ACCURATE--it should reflect the purpose and content of the manuscript.

COHERENT--write in clear and concise language. Use the active rather than the passive voice (e.g., investigated instead of investigation of).

CONCISE--be brief but make each sentence maximally informative, especially the lead sentence. Begin the abstract with the most important points. The abstract should be dense with information. (Publication Manual of the American Psychological Association)

Abstract Guidelines

An abstract of a report of an empirical study should describe: (1) the problem under investigation (2) the participants with specific characteristics such as age, sex, ethnic group (3) essential features of the study method (4) basic findings (5) conclusions and implications or applications.

An abstract for a literature review or meta-analysis should describe: (1) the problem or relations under investigation (2) study eligibility criteria (3) types of participants (4) main results, including the most important effect sizes, and any important moderators of these effect sizes (5) conclusions, including limitations (6) implications for theory, policy, and practice.

An abstract for a theory-oriented paper should describe (1) how the theory or model works and the principles on which it is based and (2) what phenomena the theory or model accounts for and linkages to empirical results.

An abstract for a methodological paper should describe (1) the general class of methods being discussed (2) the essential features of the proposed method (3) the range of application of the proposed method (4) in the case of statistical procedures, some of its essential features such as robustness or power efficiency.

An abstract for a case study should describe (1) the subject and relevant characteristics of the individual, group, community, or organization presented (2) the nature of or solution to a problem illustrated by the case example (3) questions raised for additional research or theory.

Dos and Don'ts of Abstract Writing

DO:

Define any acronyms or abbreviations used, such as names of tests, etc.

Be as concise as possible.

DO NOT:

Use quotations (paraphrase instead).

Write in the first person.

What is a Literature Review?

A literature review is a body of text that aims to review the critical points of current knowledge including substantive findings as well as theoretical and methodological contributions to a particular topic. Literature reviews are secondary sources, and as such, do not report any new or original experimental work.Most often associated with academic-oriented literature, such as a thesis, a literature review usually precedes a research proposal and results section. Its ultimate goal is to bring the reader up to date with current literature on a topic and forms the basis for another goal, such as future research that may be needed in the area.A well-structured literature review is characterized by a logical flow of ideas; current and relevant references with consistent, appropriate referencing style; proper use of terminology; and an unbiased and comprehensive view of the previous research on the topic. (Wikipedia)

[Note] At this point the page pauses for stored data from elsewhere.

PR #62, opened 2021-08-05
Change demo for Android

BastiaanOlij:
Making adjustments to the demo so it will run on Android

### DIFF
--- a/.gitignore
+++ b/.gitignore
@@ -2,7 +2,6 @@
 *.os
 *.so
 *.dylib
-.import
 *.dblite
 *.exp
 *.lib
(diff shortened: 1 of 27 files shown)


.gitignore
```diff
@@ -32,7 +31,3 @@ local.properties
 build
 
 # Godot metadata files
-*.import
```
BastiaanOlij, line 35: Moved these into an ignore file in the demo folder itself, I am probably going to spend some more time moving all the ignore filters specific to a Godot project there. Makes it easier to use the demo stand alone, thinking about adding a second downloadable asset with a completely working demo project.

PR #64, opened 2021-08-05
Complete setup of the Quest OpenXR Godot plugin

m4gr3d:
To run on the Quest:
- generate the shared libs
- update the addons directory with them
- disable custom build if it's selected
- enable the usual vr options (e.g: Oculus mobile VR, 6dof, hand tracking optional, focus awareness)

Then build and run on the Quest


m4gr3d:
cc @BastiaanOlij

BastiaanOlij (approved):
As we discussed on chat, I'm not entirely convinced of the need of moving the `gdnlib` and `gdns` files into their own folder. It goes against established conventions for Godot plugins but it can't do much harm I guess. To keep momentum going we'll keep this change.

Do note that I'm very concerned if this is changed in the same way that the Oculus Quest plugin works, with these files moved into the AAR instead of remaining in the plugin folder we'll get into trouble with the other platforms and with editing the scenes. 

We under utilise this in the Quest plugin because without a Windows/Linux binary that functionality is broken but the editor uses the `gdnlib` and `gdns` files to load the plugins within the editor and update its meta data and utilise any of the toolclasses found within the libraries.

Literature Review: An extensive search of the information available on a topic which results in a list of references to books, periodicals, and other materials on the topic. (Online Library Learning Center Glossary)

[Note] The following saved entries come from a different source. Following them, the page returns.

PR #70, opened 2021-08-12
Rework ARVRInterface so we inherit, requires 3.4

### LINKED ISSUE #53: Refactor ARVRInterface to subclass ARVRInterfaceGDNative
This is something we've only applied to the (still in development) ARCore plugin but we added a few changes to the GDNative interface that allows us to subclass the `ARVRInterfaceGDNative` wrapper and create more natural additions to the interface.

Combined with the planned improvements in GDNative for Godot 4 this will help developers lots.

BastiaanOlij:
This reworks our `ARVRInterface` so we nicely inherit from `ARVRInterfaceGDNative`. 

While many of the internal functions aren't actually exposed through GDNative implementing it this way allows us to more easily add methods and properties to the class that are actually exposed to Godot. We're still using the interface struct to handle all the internal functions but these have now become pass-troughs.

In theory this should make a move to Godot 4.x easier as well.

Waiting for an official 3.4 release and `godot-cpp` being updated before this is ready for merging (CI will also fail until `godot-cpp` is updated).

Fixes #53


BastiaanOlij:
Ok, rebased this and did some rework on this just in case we do decide to go ahead with this. At this point in time I think it's not worth it but there are one or two features that do become nicer if we do.
You do need a recent 3.4 build and update the `api.json` file. Note that at the time of writing this, there are a few mistakes in the generated `api.json` file. Nothing that can't be fixed by one or two edits, but annoying none the less

I've renamed the class to XRInterfaceOpenXR as to make the transition to Godot 4 more sensible. 

The main issue right now is this:
```
void GDN_EXPORT godot_openxr_gdnative_singleton() {
	godot::ARVRServer::get_singleton()->add_interface(godot::XRInterfaceOpenXR::get_singleton_instance());
}
```

It looks like GDNative's singleton initialisation logic is run too early. While the ARVRServer is up and running, GDNative uses the singleton registration in ClassDB which is setup later in the startup code. This code thus fails to obtain the ARVRServer singleton instance...

BastiaanOlij:
No point in changing this over.

PR #73, opened 2021-08-16
Add a `joystick_button` action.

Zoomulator:
I took the liberty of adding thumbstick clicking to the default actions and interactions since the configurable actions may take a while. :)

I chose button index `14` by referring to the JoystickList enum:
```JOY_VR_PAD = 14 --- Push down on the touchpad or main joystick on a VR controller.```

I'm not entirely sure it's the correct index, since the valve knuckles has a pad and main joystick, so which should use that index really?
I would not object if you'd like another button index instead!


BastiaanOlij:
Looks good, make sure to update the `demo/addons/godot-openxr/CHANGES.md` file and add your name to `CONTRIBUTORS.md` and I'll merge it

Zoomulator:
@BastiaanOlij Cool! All done :)

BastiaanOlij:
Thanks!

"... a literature review uses as its database reports of primary or original scholarship, and does not report new primary scholarship itself. The primary reports used in the literature may be verbal, but in the vast majority of cases reports are written documents. The types of scholarship may be empirical, theoretical, critical/analytic, or methodological in nature. Second a literature review seeks to describe, summarize, evaluate, clarify and/or integrate the content of primary reports."

Cooper, H. M. (1988), "The structure of knowledge synthesis",
Knowledge in Society, Vol. 1, pp. 104-126

Dos and Don'ts of a Literature Review

DO:

Make a clear statement of the research problem.

Keep it in discussion style.

Give a critical assessment of your chosen literature topic, try to state the weaknesses and gaps in previous studies, try to raise questions and give suggestions for improvement.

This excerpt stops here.